Кристина взяла вторую кастрюлю, добавила в ванну воды и стала смотреть, как мать читает про себя письмо и ее лицо медленно вытягивается. С тяжелым сердцем девушка ждала, когда мама сообщит ей новости. Наконец мать прочла:

Дражайшая Роза и все мои родные!

Надеюсь, что вы здоровы. Я не перестаю думать о нашем доме и прекрасных детях и жду не дождусь, когда снова смогу обнять вас. Противники ведут стрельбу из соседнего леса, и мне частенько приходит в голову, скучают ли они так же, как я, по своим детям и женам. Мои сослуживцы выглядят ужасно: лица давно не бриты, вся кожа в грязи и укусах насекомых.

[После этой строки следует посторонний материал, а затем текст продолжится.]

PR #147, opened 2026-05-08
feat(lal): add OpenRouter provider and share OpenAI Chat shape

0xpatrickdev:
Closes: #XXXX
Refs: #XXXX

## Description

Adds an OpenRouter provider and consolidates the OpenAI-Chat-Completions request/response shape into one module shared by `llamacpp`, `gemini`, and the new `openrouter` factory. Two related fixes (`type: 'function'` on `tool_calls`, round-tripping `reasoning_details`) are needed for OpenRouter compatibility but apply to the shared shape generally. Also makes the provider `logger` an injectable optional capability.

Review in commit order. Key files: `providers/openai-chat.js` (new shared shape), `providers/index.js` (host routing), `providers/openrouter.js`.

### Security Considerations

`openrouter.ai` joins the existing list of routable hosts; same trust model as OpenAI/Anthropic/Gemini (auth from env-supplied config). `reasoning_details` must be forwarded verbatim — those blocks may carry signed/encrypted upstream traces and modifying them invalidates upstream signature checks.

### Scaling Considerations

None. Same per-request shape work as before, deduplicated across providers.

### Documentation Considerations

`openrouter.env.example` covers the new env vars (`LAL_OPENROUTER_API_KEY` / `_REFERER` / `_TITLE`). No saved-data migration.

### Testing Considerations

New unit coverage in `test/openai-chat.test.js` and `test/provider-config.test.js`. End-to-end OpenRouter validation needs a real API key and is not in CI. This was tested manually with the `nvidia/nemotron-3-nano-omni-30b-a3b-reasoning:free` model.

### Compatibility Considerations

Backwards compatible. Provider factories gain an optional `{ logger }` arg defaulting to `console`. The shape changes are spec-compliant supersets that existing OpenAI/llamacpp/gemini servers already accept.

### Upgrade Considerations

None

PR #146, opened 2026-05-08
fix(fae): bind provider via storeIdentifier in setup scripts

0xpatrickdev:
## Description

Fixes observed error during `yarn setup-factory` in `packages/fae`:
```sh
CapTP cli exception: (RemoteError(error:captp:Endo#20001)#1)
RemoteError(error:captp:Endo#20001)#1: storeLocator requires an endo:// locator, got "a50...cba:c7b...617"
```

### Security Considerations

None

### Scaling Considerations

None

### Documentation Considerations

Ensures `packages/fae/README` instructions work - specifically the `yarn setup-factory` step.

### Testing Considerations

Manually tested

### Compatibility Considerations

I don't believe so.

### Upgrade Considerations

None, bug fix

PR #121, opened 2026-05-07
feat(ci): adopt turborepo for affected-set test runs (closes #116)

kriscendobot:
Closes #116.
Implements the proposal in https://github.com/endojs/endo-but-for-bots/issues/116#issuecomment-4399796190.

## Changes

- Adds `turbo` (^2.9.10) as a root devDep with a minimal `turbo.json` declaring `test`, `build`, and `lint` tasks.
- Changes the CI test job from `yarn test` to `yarn turbo run test --filter='...[origin/llm]'` so only packages affected by a PR (and their dependents) re-run tests.
- Adds `fetch-depth: 0` to the test job's checkout so `origin/llm` is a resolvable ref for the affected-set computation.
- Adds a `paths-ignore` gate to the `pull_request` trigger so docs-only PRs (`**/*.md`, `docs/**`) skip CI entirely.
- Adds an adjacent `turbo.json.md` documenting why `dependsOn: ["build"]` (in-package only) is intentional and `^build` is not used.

## Scope of the frugal-CI change

The headline savings come from the `test` job: an 8-cell matrix (Node 18/20/22/24 x ubuntu-latest/macos-15) that previously ran every package's tests on every PR.
With `--filter='...[origin/llm]'`, each cell now runs only the affected packages and their downstream dependents.

Jobs that benefit (frugal):

- `test` (8 cells)

Jobs that still run unconditionally on every PR:

- `cover` (3 cells)
- `test262` (3 cells)
- `test-hermes` (1 cell)
- `viable-release` (3 cells)
- `test-async-hooks` (2 cells)
- `test-xs` (1 cell)
- `test-ocapn-python` (1 cell)
- `lint`, `sandbox-drivers`, `check-action-pins`, `build-wasm`, `browser-tests`, `test-ocapn-guile-interop` (1 cell each)

Adopting turbo filtering on those jobs is straightforward but out of scope here; each will also need `fetch-depth: 0` on its checkout step to make `origin/llm` resolvable for the affected-set computation.

## Required-checks interaction with `paths-ignore`

`paths-ignore` causes the workflow not to dispatch at all when every changed path matches the patterns.
If branch protection on the base branch ever requires the `test` (or any other) job to pass, doc-only PRs would then be reported as "missing" the required check rather than "passed", and would be unmergeable.

Verified at the time of this PR: the `llm` branch has no protection rules (`gh api repos/endojs/endo-but-for-bots/branches/llm` returns `protected: false`), and `master`'s protection (if any) does not name `test` as required.
[...]

PR #158, opened 2026-05-08
fix(ci): regenerate ocapn-noise wasm and pin --locked (PR #155 ask)

kriscendobot:
## Summary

Наверно, и я от них не отличаюсь, просто не вижу себя со стороны.

Надеюсь, вы встретили Рождество в тишине и спокойствии. На фронте же это — грустный праздник. В Сочельник мы пытались взбодрить себя песнями и шутками у костра, а потом стали делиться друг с другом самыми приятными воспоминаниями о том, как отмечали Рождество дома. Вспоминали укрытые снегом деревни, смех и радость за праздничным столом. Кто-нибудь из товарищей то и дело вставал и удалялся, и мы находили его плачущим под холодной русской луной.

Мелочи будничной жизни тускнеют в сравнении с этим. Здесь у нас нет ничего, кроме нашей идеи и воспоминаний о родном доме. С такой поддержкой мы можем снести все на свете. Не тревожьтесь обо мне, больше ничего страшного со мной не случится. Помните, что я люблю вас всем сердцем и сделаю все, что в моих силах, чтобы увидеть вас снова.